Ama kararlıydım, evlenecek yuvamı kuracaktım. Ne pahasına olursa olsun bunu yapacaktım. Hatta evet hatta kaçacaktım onunla. Ona ‘’ailem razı değil, böyle bir şeyi kabul etmiyorlar’’deyince bana hemen ‘’seçimini yap’’ dedi. ‘’Ya ailen ya ben’’. ‘’Sen’’ dedim hiç düşünmeden. Beni doğuran, büyüten, koruyucu meleğim olan annem değil, beni doğduğum andan bu günüme gelinceye kadar maddi manevi sahiplenen babam değil, aynı kanı taşıdığım ve başlarını önlerine eğeceğim kardeşlerim değil, ‘’sen’’ dedim ona ‘’sen’’. Acaba annemden de mi merhametli idi o, babamdan daha mı çok sahiplenecekti beni, kardeşlerim kadar çok yanacak mı idi dertlerime. Seçimini yap. Halbuki ne kadar da zor bir seçimdi bu. Ben ise hiç düşünmeden ‘’sen’’ diyebilecek kadar düşüncesizce davranmıştım.
Tüm hazırlıklarım tamamdı. Ve gideceğim anı bekliyordum. Ama içimde hep bir acı, hep bir korku vardı. Gidersem ardıma bakamayacaktım, geriye dönüşümde olmayacaktı. Ellerimi açtım ve ‘’Ya Rabbi bana yardım et. Sen beni utandırma senden başka kimsem yok ne olur beni sahipsiz koyma ‘’diye dua ettim ve saatlerce ağladım.
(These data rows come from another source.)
PR #208, opened 2020-09-08
adding a method to retrieve cookie values from the response

rassmate:
Added a way to fetch cookie values to the full response

### DIFF
--- a/client/src/main/java/se/fortnox/reactivewizard/client/Response.java
+++ b/client/src/main/java/se/fortnox/reactivewizard/client/Response.java
@@ -8,6 +8,7 @@ import reactor.netty.http.client.HttpClientResponse;
 import java.util.List;
 import java.util.Map;
 
+import static java.util.Collections.emptyList;
 import static java.util.stream.Collectors.toList;
 
 /**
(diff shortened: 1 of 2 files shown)


carl-pagels (approved):

client/src/main/java/se/fortnox/reactivewizard/client/Response.java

Uyuya kalmışım. Rüyamda bir Salih yanıma yaklaştı. ‘’Korkma’’ dedi ‘’ben ancak Allah a sığınmış ve sana Hak söz ile gelmiş bir aracıyım. Kardeşim Allah dilemez ise şu alemde bir dal yaprağı dahi kımıldamaz. Ve o razı olmaz ise ne sen ne bel bağladığın asla murada eremezsiniz. Seni seven sana 100 defa gelsin, Allah ın emri desin. Bu senin ve onun için en hayırlısıdır. Sabretmek ise sınavınızdır.Rahman olan dilemiş ise sen ona o sana uzak değilsiniz. Ama O dilememiş ise kaçıp bir araya gelseniz bile muradınız uzaktadır mesut olamazsınız. Ana ve babanıza bir öf dahi demeyiniz diyen o peygamberin ümmeti olarak, sen onların rızasının dışında Hak olmayanı yapma. Sen onlara ancak seni sığındığın Rabbinden uzaklaştırmak isterler ise karşı dur. Selam ancak Allah a iman eden kulların üzerine olsun’’ dedi ve gitti.
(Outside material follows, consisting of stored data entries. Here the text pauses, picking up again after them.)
PR #210, opened 2020-09-24
Backpressure fix

rassmate:
Fix backpressureproblem by removing explicit calls to subscriber.request with max value.

All other tests still run so I take that as a valid change without adding any new tests for this.


rassmate:
Creating new one due to branch issues

PR #211, opened 2020-09-24
removing explicit calls to subscribers request method.

rassmate:
Removing unwanted calls to subscribers request method.

All tests still passes so I take that as a good sign and will not add new tests just for this

### DIFF
--- a/metrics/src/main/java/se/fortnox/reactivewizard/metrics/MetricsOperator.java
+++ b/metrics/src/main/java/se/fortnox/reactivewizard/metrics/MetricsOperator.java
@@ -29,14 +29,11 @@ public class MetricsOperator<T> implements Publisher<T> {
 
     private Subscriber<T> createSubscriber(Subscriber<? super T> target, Timer timer) {
         return new Subscriber<T>() {
-            private Subscription subscription;
             private Timer.Context context;
             @Override
             public void onSubscribe(Subscription subscription) {
                 context = timer.time();
-                this.subscription = subscription;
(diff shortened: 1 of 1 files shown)


JonasHallFnx (approved):

metrics/src/main/java/se/fortnox/reactivewizard/metrics/MetricsOperator.java
```diff
@@ -29,22 +29,18 @@ public void subscribe(Subscriber<? super T> subscriber) {
...
     private Subscriber<T> createSubscriber(Subscriber<? super T> target, Timer timer) {
         return new Subscriber<T>() {
-            private Subscription subscription;
             private Timer.Context context;
             @Override
             public void onSubscribe(Subscription subscription) {
                 context = timer.time();
-                this.subscription = subscription;
                 target.onSubscribe(subscription);
-                this.subscription.request(Long.MAX_VALUE);
```
magnusp, line 39: Weird results over at sonarcloud but I don't think we have any tests at all covering MetricsOperator. Perhaps we should test this with an application that uses it?

magnusp (changes requested):

metrics/src/main/java/se/fortnox/reactivewizard/metrics/MetricsOperator.java
magnusp: Tested with internal application and both timers and counters were published on incoming requests

magnusp (approved):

Uyandığımda titriyordum. Elimin ayağımın sanki canı kesilmişti. Kendime geldiğimde telefonum çalıyordu. Arayan sevdiğimdi. Bana yarın için hazır olmamı ve biletleri ayırttığını söylüyordu. Bende ona gördüğüm rüyayı anlattım. ‘’Olmaz’’ dedi ‘’ailen beni istemiyor. Biz rıza ile olsun dedik ama onlar bunu kabul etmediler, sonuçlarına da katlanmalılar’’ dedi. ‘’Haklısın’’ dedim ve yarının olmasını beklemeye başladım.
Gece aynı rüyayı tekrar gördüm. Aynı kişi, aynı sözler. Ve bana birde ısrarla ‘’bu senin sınavındır sen sabredenlerden ol. Asla dünyalık hevesler için ahretinden vazgeçme’’ diyordu. Sabah ezan sesi ile kalktım. Namazımı kıldım ve seccademde ellerim semada dua ediyordum ve gözlerim dolmuştu.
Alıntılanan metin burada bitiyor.